I hadn't had bodywork in months, which was ridiculous because I work in the same building with therapists I trade with and had multiple credits with them.  I even had a few gentle nudges to complete the trades because they were ready for more bodywork.  But something was holding me back.

My rationale was that I didn't want to schedule something at a time that a client may then want...sounded reasonable.  Last week I finally got worked on by one of my trade buddies and expressed this to her and she immediately set me straight.

"No, you've got it backwards.  If you take the time out of your schedule to get worked on, then your clients will take time out of their schedule to get worked on.  And they will schedule around your sessions."

Oh yes, that makes since.  If I am not taking out time to get worked on (and when business is slow it is not like I don't have the time), then how do I expect my clients to do the same.
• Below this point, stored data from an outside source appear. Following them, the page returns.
PR #58, opened 2017-04-22
ref PULSEDEV-18139 pdb: Fix incorrect shutdown in AbstractBatch

henriquevcosta:
This change fixes a small concurrency issue that was occurring in AbstractBatch
when the batch scheduler was scheduling a run while the destroy
method had just been called, leading to an unexpected long wait for the
destroy method to return.
Since those two methods were `synchronized`
the following could happen:
   - Thread A entered `destroy` thus acquiring the implicit lock
   - The scheduler period would expire and a new task would be
   launched but since the `run` method was synchronized the task's
   thread (B)  would not proceed
   - Thread A would now call `shutdownNow` on the ExecutorService and
   await termination.
   - Since Thread B was waiting on the implicit lock to enter `run` the
     `destroy` code would wait until the timeout expired before
     returning.

There was no reason to keep the methods synchronized as synchronization was
already being performed at a different level.

### DIFF
--- a/src/main/java/com/feedzai/commons/sql/abstraction/batch/AbstractBatch.java
+++ b/src/main/java/com/feedzai/commons/sql/abstraction/batch/AbstractBatch.java
@@ -101,7 +101,7 @@ public abstract class AbstractBatch implements Runnable {
     /**
      * Timestamp of the last flush.
      */
-    protected long lastFlush;
+    protected volatile long lastFlush;
     /**
      * EntityEntry buffer.
      */
--- a/src/main/java/com/feedzai/commons/sql/abstraction/batch/AbstractBatch.java
+++ b/src/main/java/com/feedzai/commons/sql/abstraction/batch/AbstractBatch.java
@@ -153,13 +153,21 @@ public abstract class AbstractBatch implements Runnable {
      */
     public void destroy() {
         logger.trace("{} - Destroy called on Batch", name);
-        scheduler.shutdownNow();
+        scheduler.shutdown();
 
         try {
             if (!scheduler.awaitTermination(maxAwaitTimeShutdown, TimeUnit.MILLISECONDS)) {
-                logger.warn("Could not terminate batch within {}", DurationFormatUtils.formatDurationWords(maxAwaitTimeShutdown, true, true));
+                logger.warn(
+                        "Could not terminate batch within {}. Forcing shutdown.",
+                        DurationFormatUtils.formatDurationWords(
+                                maxAwaitTimeShutdown,
+                                true,
+                                true
+                        )
+                );
+                scheduler.shutdownNow();
             }
-        } catch (InterruptedException e) {
+        } catch (final InterruptedException e) {
             Thread.currentThread().interrupt();
             logger.debug("Interrupted while waiting.", e);
         }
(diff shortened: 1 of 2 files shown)


donbonifacio:
Hey @henriquevcosta ,

Can you please expand on:

> There was no reason to keep the methods synchronized as synchronization was
already being performed at a different level.

I was looking at this and with this patch we can have a scheduled `flush` and a `destroy` at the same time. I'm wondering if the flush lock is enough or if a `shutdownNow` in the middle of a `flush` can leave things messy.

Thanks. :)

henriquevcosta:
Firstly, we could already have a flush at the same time since it is public but isn't synchronized. 
However, you are correct that now a running flush is more likely to get an interrupt because of the shutdownNow, but I don't think that synchronization is the way to go since it would lead to the same problem as before. We can, however, change this to a `shutdown` instead of a `shutdownNow` to attempt to minimize the likelihood. WDYT?

donbonifacio:
I'm assuming that after a `shutdown` the scheduler won't run again. So if we have a `flush` from the scheduler running, the immediate `awaitTermination ` will will wait for it to finish, and if it timesout then we can brutally `shutdownNow` it.

Am I properly interpreting your suggestion? It sounds good to me.

src/main/java/com/feedzai/commons/sql/abstraction/batch/AbstractBatch.java
```diff
@@ -302,7 +302,7 @@ public void flush(boolean sync) {
     }
 
     @Override
-    public synchronized void run() {
+    public void run() {
         if (System.currentTimeMillis() - lastFlush >= batchTimeout) {
```
nmldiegues: This lastFlush variable should be made volatile given the removal of the synchronized. Otherwise there's no guarantee that this thread will see it updated (if the flush call is performed from an external thread via the public api of the batch, or if the executor had more threads --- which is not the case currently).

src/test/java/com/feedzai/commons/sql/abstraction/engine/impl/abs/BatchUpdateTest.java
```diff
@@ -287,6 +287,39 @@ void beginTransaction(Invocation inv) throws DatabaseEngineRuntimeException {
...
+                .addColumn("COL2", BOOLEAN)
+                .addColumn("COL3", DOUBLE)
+                .addColumn("COL4", LONG)
+                .addColumn("COL5", STRING).build();
+
+        engine.addEntity(entity);
+
+
+        for (int i = 0; i < 40; i++) {
+            final MockedBatch batch = MockedBatch.create(engine, "test", 5, 10L, 50000);
```
nmldiegues: Add a comment expliciting that the "wait" timeout defined here is larger than the test timeout. Thus, if the regression was ever hit, it would generate a test timeout.

src/main/java/com/feedzai/commons/sql/abstraction/batch/AbstractBatch.java
henriquevcosta: Nice catch, will make it volatile

nmldiegues:
I'll let @donbonifacio say whether he is fully happy with this, since the conversation seems to still be on going?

So that night, in a very determined fashion, I scheduled my remaining bodywork credits.  Within a few hours I had a new client on my books for that week. The next day I heard from a few returning clients and had more business call than I had had in a week.

Poof!

Jus' sayin...

Monday, December 19, 2011

Strategizing

I'm starting to get real serious about utilizing the internet for its full networking potential.  I'm posting more frequently on Facebook, started my LinkedIn profile, and even begun tweeting.  And I am not allowing myself to begrudge any of it (at least, not for consecutive moments).  I've started realizing that I better change my attitude if I want to keep my job.
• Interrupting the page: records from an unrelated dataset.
PR #62, opened 2017-07-19
Add Support for Failure Listener when using pdb batches

Mikah89:
When executing batches if there were any errors while persisting data the behavior to deal with these errors had to be implemented in specific batch classes. Namely in Pulse we had a specific batch to deal with write failures which did not respect the pdp API.

Because of the above it was difficult for people to override the behavior implemented by Pulse. To fix this we implemented a default error handling function which receives a custom listener (from the client side). With this Pulse now respects the pdb API to create batches and thus it is easier to override pulse behavior when needed to.


src/main/java/com/feedzai/commons/sql/abstraction/batch/AbstractBatch.java
```diff
@@ -305,8 +338,22 @@ public void flush(boolean sync) {
...
+        if (failureListener.isPresent()) {
+            final FailureListener listener = this.failureListener.get();
+            final Set<Map<String, Serializable>> failedEvents = new HashSet<>();
+            for (final BatchEntry entry : entries) {
+                final Map<String, Object> eventMap = entry.getEntityEntry().getMap();
+                final Map<String, Serializable> event = Maps.newHashMapWithExpectedSize(eventMap.size());
+
+                // do not change this to collect(Collectors.toMap()) since it throws an NPE when the value is null
+                eventMap.keySet().
+                        forEach(name -> event.put(name, (Serializable) eventMap.get(name)));
```
marcobjorge: `event.putAll(eventMap);`?

Mikah89: yeh, this was basically reused from the failurebatch used in Pulse. But it might be a good idea for readability sake.

src/main/java/com/feedzai/commons/sql/abstraction/batch/AbstractBatch.java
```diff
@@ -305,8 +338,22 @@ public void flush(boolean sync) {
...
      */
-    public abstract void onFlushFailure(BatchEntry[] entries); {
-        // NO-OP.
+    public void onFlushFailure(BatchEntry[] entries) {
+        if (failureListener.isPresent()) {
+            final FailureListener listener = this.failureListener.get();
+            final Set<Map<String, Serializable>> failedEvents = new HashSet<>();
+            for (final BatchEntry entry : entries) {
+                final Map<String, Object> eventMap = entry.getEntityEntry().getMap();
+                final Map<String, Serializable> event = Maps.newHashMapWithExpectedSize(eventMap.size());
```
bernardino: `event` should probably be a LinkedHashMap just like `eventMap` is

src/main/java/com/feedzai/commons/sql/abstraction/FailureListener.java
```diff
@@ -0,0 +1,40 @@
...
+public interface FailureListener {
+
+    /**
+     * Callback indicating that one or more rows have failed to be persisted.
+     * <p>
+     * Each set entry represent a row in which the map keys are the column name.
+     *
+     * @param rowsFailed Set with the row or rows that failed to be persisted.
+     */
+    void onFailure(Set<Map<String, Serializable>> rowsFailed);
```
jprafael: Shouldn't this be a list instead of a set? batch inserts might be order dependent in case the tables have something like an auto-increment column

src/main/java/com/feedzai/commons/sql/abstraction/batch/AbstractBatch.java
```diff
@@ -110,24 +117,49 @@
...
      *
      * @param de                   The database engine.
      * @param name                 The batch name (null or empty names are allowed, falling back to "Anonymous Batch").
      * @param batchSize            The batch size.
      * @param batchTimeout         The batch timeout.
      * @param maxAwaitTimeShutdown The maximum await time for the batch to shutdown.
+     * @param failureListener      The listener that will be invoked whenever some batch operation fail to persist.
      */
-    protected AbstractBatch(final DatabaseEngine de, String name, final int batchSize, final long batchTimeout, final long maxAwaitTimeShutdown) {
+    protected AbstractBatch(
```
jprafael: Its about time this class its constructed with a builder

src/main/java/com/feedzai/commons/sql/abstraction/batch/AbstractBatch.java
```diff
@@ -305,8 +338,22 @@ public void flush(boolean sync) {
      *
      * @param entries The entries that are pending to be persisted.
      */
-    public abstract void onFlushFailure(BatchEntry[] entries); {
-        // NO-OP.
+    public void onFlushFailure(BatchEntry[] entries) {
+        if (failureListener.isPresent()) {
```
jprafael: use early exits instead of nesting:

```
if (!failureListener.isPresent()) {
   return;
}
```

src/main/java/com/feedzai/commons/sql/abstraction/batch/AbstractBatch.java
jprafael: Why is this method copying the list of entries and each entry in the first place? Why not pass the `BatchEntry[]` directly?

jprafael: This will fail if the original value is not `Serializable`. If this is not possible by construction then change the `entry.getEntityEntry().getMap()` to return a `Map<String, Serializable>` instead.

src/main/java/com/feedzai/commons/sql/abstraction/FailureListener.java
Mikah89: This was passed as is of the previous implementation. As well as most of the oher comments made on this review. This to say, there is no specific reason for the majority of the questions you made. This code basically was a shift from what we had on pulse to PDB in order for people to be able to override behavior.

I'll address them as improvements as soon as everyone expected to comment has commented.

Mikah89: Which probably will mean more tests also

src/main/java/com/feedzai/commons/sql/abstraction/engine/DatabaseEngine.java
```diff
@@ -244,6 +246,23 @@
...
+     * fails to persist data.
+     * <p/>
+     * Please be sure to call {@link AbstractBatch#destroy() } before closing the session with the database.
+     *
+     * @param batchSize       The batch size.
+     * @param batchTimeout    If inserts do not occur after the specified time, a flush will be performed.
+     * @param batchName       The batch name.
+     * @param failureListener Failure listener to execute custom behavior when the batch fails to persist.
+     * @return The batch.
+     */
```
luiscleto: missing @ since for the new interface method

src/main/java/com/feedzai/commons/sql/abstraction/batch/DefaultBatch.java
```diff
@@ -65,4 +77,24 @@ public static DefaultBatch create(final DatabaseEngine de, final String name, fi
...
+     * <p>Starts the timertask.</p>
+     *
+     * @param de                   The database engine.
+     * @param name                 The batch name.
+     * @param batchSize            The batch size.
+     * @param batchTimeout         The batch timeout.
+     * @param maxAwaitTimeShutdown The maximum await time for the batch to shutdown.
+     * @param listener             The listener that will be invoked when batch fails to persist at least one data row.
+     * @return The Batch.
+     */
```
luiscleto: @ since

src/main/java/com/feedzai/commons/sql/abstraction/batch/AbstractBatch.java
smmf: Can't be done as simply as @marcobjorge is suggesting, because the generic types of the maps are not exactly the same. eventMap's values are Object and event's values are declared as Serializable.

src/main/java/com/feedzai/commons/sql/abstraction/batch/AbstractBatch.java
```diff
@@ -305,8 +338,22 @@ public void flush(boolean sync) {
...
+            final FailureListener listener = this.failureListener.get();
```
smmf: I suggest to move this declaration down, just before it is necessary.

src/main/java/com/feedzai/commons/sql/abstraction/batch/AbstractBatch.java
smmf: Actually, this "Serializable" thing came from when the code was moved here from Pulse. There is nothing in PDB that requires this to be a Serializable. Please keep it as Object. Also, I've checked the code on Pulse, and it is possible to use this as Object. So, this can be simplified a lot here.

src/main/java/com/feedzai/commons/sql/abstraction/batch/DefaultBatch.java
```diff
@@ -32,19 +35,28 @@
...
+     * Creates a new instance of {@link DefaultBatch}.
+     *
+     * @param de                   The database engine reference.
+     * @param name                 The batch name.
+     * @param batchSize            The batch size.
+     * @param batchTimeout         The timeout.
+     * @param maxAwaitTimeShutdown The maximum await time for the batch to shutdown.
+     * @param listener             The listener that will be invoked when batch fails to persist at least one data row.
+     */
+    protected DefaultBatch(final DatabaseEngine de, final String name, final int batchSize, final long batchTimeout, final long maxAwaitTimeShutdown, final Optional<FailureListener> listener) {
```
smmf: Same as before. Don't take Optional as parameter, just the listener.

src/main/java/com/feedzai/commons/sql/abstraction/batch/DefaultBatch.java
```diff
@@ -65,4 +77,24 @@ public static DefaultBatch create(final DatabaseEngine de, final String name, fi
...
+     * @param de                   The database engine.
+     * @param name                 The batch name.
+     * @param batchSize            The batch size.
+     * @param batchTimeout         The batch timeout.
+     * @param maxAwaitTimeShutdown The maximum await time for the batch to shutdown.
+     * @param listener             The listener that will be invoked when batch fails to persist at least one data row.
+     * @return The Batch.
+     */
+    public static DefaultBatch create(final DatabaseEngine de, final String name, final int batchSize, final long batchTimeout,
+                                      final long maxAwaitTimeShutdown, final Optional<FailureListener> listener) {
```
smmf: take Optional out.

PR #63, opened 2017-08-28
Have DatabaseEngine extend AutoCloseable to enable try-with-resources.

gcandal:


src/main/java/com/feedzai/commons/sql/abstraction/engine/DatabaseEngine.java
```diff
@@ -40,7 +40,7 @@
  * @author Rui Vilao (rui.vilao@feedzai.com)
  * @since 2.0.0
  */
-public interface DatabaseEngine {
+public interface DatabaseEngine extends AutoCloseable {
```
joaonuno: Add the explicit @Override to method close

jmf-tls:
(not sure if)
This is a duplicate of #4 which is more complete, by the way (ResultIterator can also be closed).
The only thing requested in that one to be approved/landed is to have tests to make sure resources are closed after leaving a try-with-resources...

An advertising professor friend of mine sat with me last week and gave me a list of questions to help me better understand how to create a campaign.  I already have a structure to work from but since I branched out a lot this year, creating three distinct companies under the Upward Spiral umbrella (see sidebar links), it was definitely time to regroup and strategize.
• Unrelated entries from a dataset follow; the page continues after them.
PR #4, opened 2015-01-13
Implement the java.lang.AutoCloseable interface where relevant

bugflux:
... to let clients use the Java 7+ "try-with-resources" feature.

PR #65, opened 2017-09-19
Clear batch data when rolling back a transaction to ensure ACID properties

dspereira004:
Currently, a transaction rollback executes a rollback statement on the
database. However PDB might still have prepared statements with batch data that,
unless cleared, can still be saved on the database, thereby violating the ACID
properties. This commit ensures that the prepared statements are cleared when
rolling back a transaction.

### DIFF
--- a/src/main/java/com/feedzai/commons/sql/abstraction/batch/AbstractBatch.java
+++ b/src/main/java/com/feedzai/commons/sql/abstraction/batch/AbstractBatch.java
@@ -185,7 +185,17 @@ public abstract class AbstractBatch implements Runnable {
      * Starts the timer task.
      */
     protected void start() {
-        scheduler.scheduleAtFixedRate(this, 0, batchTimeout + salt, TimeUnit.MILLISECONDS);
+        // if a periodic execution throws an exception, future executions are suspended,
+        // this task wraps the call in a try-catch block to prevent that. Errors are still propagated.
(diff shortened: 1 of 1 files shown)


src/main/java/com/feedzai/commons/sql/abstraction/engine/AbstractDatabaseEngine.java
```diff
@@ -692,6 +692,10 @@ public synchronized void rollback() throws DatabaseEngineRuntimeException {
          * Reconnect on this method does not make sense since a new connection will have nothing to rollback.
          */
         try {
+            // While rolling back, the entities can still have batch data which needs to be cleared.
+            for (final MappedEntity mappedEntity : entities.values()) {
+                mappedEntity.getInsert().clearBatch();
```
luiscleto: Shouldn't this also be done for 'getInsertWithAutoInc()' and 'getInsertReturning()' ?

dspereira004: Yes, you're right. I've updated the pull request.

luiscleto:
LGTM. Should probably have some unit tests though.
I'm torn between the trade-off of requesting tests and having another scenario like https://github.com/feedzai/pdb/pull/4 and https://github.com/feedzai/pdb/pull/63 where an issue is abandoned :trollface:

In a conversation with another friend of mine probably 6 months ago I was given some great insight into my business that is providing great inspiration for questions like, "What do I stand for?" or "What makes me stand out?" My friend explained to me that I'm not selling bodywork, or healing, or anything like that. I'm selling positivity. People come to see me because they want to feel good, because I help them believe that they can get better.

Since I started this business in 2009, my slogan has been: Embody Your Potential.  I say that I help others be more of who they really are.  But now I see that it is also about learning what we are capable of.  One of the reasons I decided on the name Upward Spiral is because the acronym is US.  I firmly believe that my work helping others to become more is directly related to myself becoming more.  I want my business to be a source of personal growth more me as well.  So far, it has.

And I guess while I am exploring all I am capable of, I might as well pursue my potential at online marketing.

Friday, December 2, 2011

The Game

I follow Seth's Blog and though I don't always read it, I did yesterday.  The title was, "Four stages of the game," and he writes:
  • You don't even realize there's a game. (And any contest, market, project or engagement is at some level a game).
  • You start getting involved and it feels like a matter of life or death. Every slight cuts deeply, every win feels permanent. "This is the most important meeting of my life..."
  • You realize that it's a game and you play it with strategy. There's enough remove for you to realize that winning is important but that continuing to play is more important than that. And playing well is most important.
  • You get bored with the game, because you've seen it before. Sometimes people at this stage quit, other times they sabotage their work merely to make the game feel the way it used to.
  • And then a new, different game begins.
I love how it is titled "Four stages..." and he has 5 things listed. This connotes the cyclical nature of the game, similarly as explained by explained by Alan Watts in "Game of Black-and-White":

I have this saying, which was surely said by someone else before:

When we are all one, we've all won (the game, that is).  Remember, you must be present to win.